Camus’s absurdism parallels the psychoanalytic insight that meaning is not pre-given but produced in grappling with the lack. Both perspectives reject teleological narratives of wholeness or salvation. Just as Lacan’s subject is barred from the full enjoyment of jouissance, Camus’s subject is barred from cosmic meaning. But this barring is not a deficit, it is a space for ethical engagement, for creative refusal, for becoming. The pursuit of happiness assumes that we can arrive at a final state of satisfaction. But psychoanalysis and absurdism both reveal that the human condition is defined not by arrival but by endless becoming, structured around absence, repetition, and struggle.

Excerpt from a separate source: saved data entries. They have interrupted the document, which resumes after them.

PR #237, opened 2017-10-17
Show created entries on profile

### LINKED ISSUE #234: Add created entries to /profiles/<id>
As per https://github.com/mozilla/network-pulse/issues/742#issuecomment-335670891, we need to add created entries to the public profile view.

Changes need to be made to:
https://github.com/mozilla/network-pulse-api/blob/b2f12cfd19e66523dcf3fcb6d79c65032aa8edcc/pulseapi/profiles/serializers.py#L81-L100

alanmoo:
Closes #234

### DIFF
--- a/pulseapi/profiles/serializers.py
+++ b/pulseapi/profiles/serializers.py
@@ -100,7 +100,7 @@ class UserProfilePublicSerializer(UserProfileSerializer):
 
     def get_created_entries(self, instance):
         entry_creator_records = OrderedCreatorRecord.objects.filter(creator__profile=instance)
-        return list(map(lambda x: EntrySerializer(x.entry).data, entry_creator_records))
+        return [EntrySerializer(x.entry).data for x in entry_creator_records]
 
     my_profile = serializers.SerializerMethodField()
 
--- a/pulseapi/profiles/serializers.py
+++ b/pulseapi/profiles/serializers.py
@@ -84,8 +84,8 @@ class UserProfilePublicSerializer(UserProfileSerializer):
     Serializes a user profile for public view
     """
     name = serializers.CharField(read_only=True)
+
     published_entries = serializers.SerializerMethodField()
-    created_entries = serializers.SerializerMethodField()
 
     def get_published_entries(self, instance):
         user = instance.user
@@ -96,15 +96,13 @@ class UserProfilePublicSerializer(UserProfileSerializer):
             many=True,
         ).data if user else []
 
-    my_profile = serializers.SerializerMethodField()
+    created_entries = serializers.SerializerMethodField()
 
     def get_created_entries(self, instance):
         entry_creator_records = OrderedCreatorRecord.objects.filter(creator__profile=instance)
-        entries = []
-        for entry_creator in entry_creator_records:
-            entry = EntrySerializer(entry_creator.entry).data
-            entries.append(entry)
-        return entries
+        return list(map(lambda x: EntrySerializer(x.entry).data, entry_creator_records))
+
+    my_profile = serializers.SerializerMethodField()
 
     def get_my_profile(self, instance):
         return self.context.get('request').user == instance.user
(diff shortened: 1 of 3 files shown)


pulseapi/profiles/test_views.py
```diff
@@ -0,0 +1,24 @@
...
+        self.assertEqual(response.status_code, 200)
+
+    def test_profile_data_serialization(self):
+        """
+        Make sure profiles have "created_entries" array
+        """
+        id = self.users_with_profiles[0].id
+        response = self.client.get(reverse('profile', kwargs={'pk': id}))
+        entriesjson = json.loads(str(response.content, 'utf-8'))
+        self.assertGreater(len(entriesjson['created_entries']), 0)
```
gideonthomas: this is risky since the len can be an arbitrary value and still pass. We should assert that what is being passed back from the route is what's actually in the db.

Try:
```py
created_entries = []
entry_creators = OrderedCreatorRecord.objects.filter(creator__profile=self.users_with_profiles[0])
for entry_creator in entry_creators:
    created_entries.append(EntrySerializer(entry_creator.entry).data)

self.assertEqual(entriesjson['created_entries'], created_entries)
```

pulseapi/profiles/serializers.py
```diff
@@ -84,6 +85,7 @@ class UserProfilePublicSerializer(UserProfileSerializer):
     """
     name = serializers.CharField(read_only=True)
     published_entries = serializers.SerializerMethodField()
+    created_entries = serializers.SerializerMethodField()
```
Pomax: Can we keep the property and its `def` paired in the code? (maybe move this to above L101 instead, so we have published+def, profile, created+def)

pulseapi/profiles/serializers.py
```diff
@@ -96,5 +98,13 @@ def get_published_entries(self, instance):
 
     my_profile = serializers.SerializerMethodField()
 
+    def get_created_entries(self, instance):
+        entry_creator_records = OrderedCreatorRecord.objects.filter(creator__profile=instance)
+        entries = []
```
Pomax: Python has ways.
```
entries = list(map(lambda x: EntrySerializer(x.entry).data, entry_creator_records))
```

pulseapi/profiles/test_views.py
```diff
@@ -0,0 +1,34 @@
...
+        Make sure profiles have "created_entries" array
+        """
+        id = self.users_with_profiles[0].id
+        response = self.client.get(reverse('profile', kwargs={'pk': id}))
+        entriesjson = json.loads(str(response.content, 'utf-8'))
+
+        created_entries = []
+        entry_creators = OrderedCreatorRecord.objects.filter(
+            creator__profile=self.users_with_profiles[0].id
+            )
```
Pomax: rogue indent

pulseapi/profiles/test_views.py
```diff
@@ -0,0 +1,34 @@
...
+        for entry_creator in entry_creators:
+            created_entries.append(EntrySerializer(entry_creator.entry).data)
```
Pomax: You probably want the same thing here as above:
```
created_entries  = list(map(lambda x: EntrySerializer(x.entry).data, entry_creators))
```
(turning that lambda into its own named var is then probably also worth it)

pulseapi/profiles/serializers.py
alanmoo: This works, but you wanna give me the tl;dr (the documentation) on what it's doing?

pulseapi/profiles/test_views.py
alanmoo: I blame flake.

pulseapi/profiles/test_views.py
alanmoo: Different files though...still worth changing?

What, then, is the role of discontent? Rather than being a thorn to be eliminated, discontent is the motor of thought, transformation, and innovation. Discontent announces a break in the symbolic order; the symptom interrupts the smooth operation of ideology. In psychoanalysis, the symptom makes the truth about the unconscious, calls for interpretation, and shows the subject's entrapment in desire and fantasy. In absurdism, discontent compels us to face the absurd and have a choice- not between hope and despair, but between bad faith and sincerity. It is the fissure through which fresh meaning flows.
Moreover, discontent cannot be commodified so readily as happiness. In today’s world of capitalism, happiness is packaged and sold quickly. It is a performance, an aesthetic, a lifestyle brand. The act of being discontent resists simplistic explanations. It cannot be addressed by a productivity trick or a gratitude journal. It calls for working through one's contradictions, the illogic of the world, and the impossibility of complete satisfaction. This is the terrain of genuine ethical and political action.
In conclusion, to chase happiness is to chase a mirage, to defer living until some imagined future in which everything will finally make sense. But the human subject, as psychoanalysis teaches us, is never whole, never complete, never at peace. We are constituted by lack, by desire, by repetition, by the symptom. And absurdism reminds us that the world offers no final answers to our longing.
Together, these frameworks urge us to stop seeking happiness as a destination and to start engaging with the problematic, creative, and often painful work of living authentically in our discontent. To live well is not to be happy; it is to be lucid, endure contradiction, and find meaning not in arrival but in the endless act of becoming.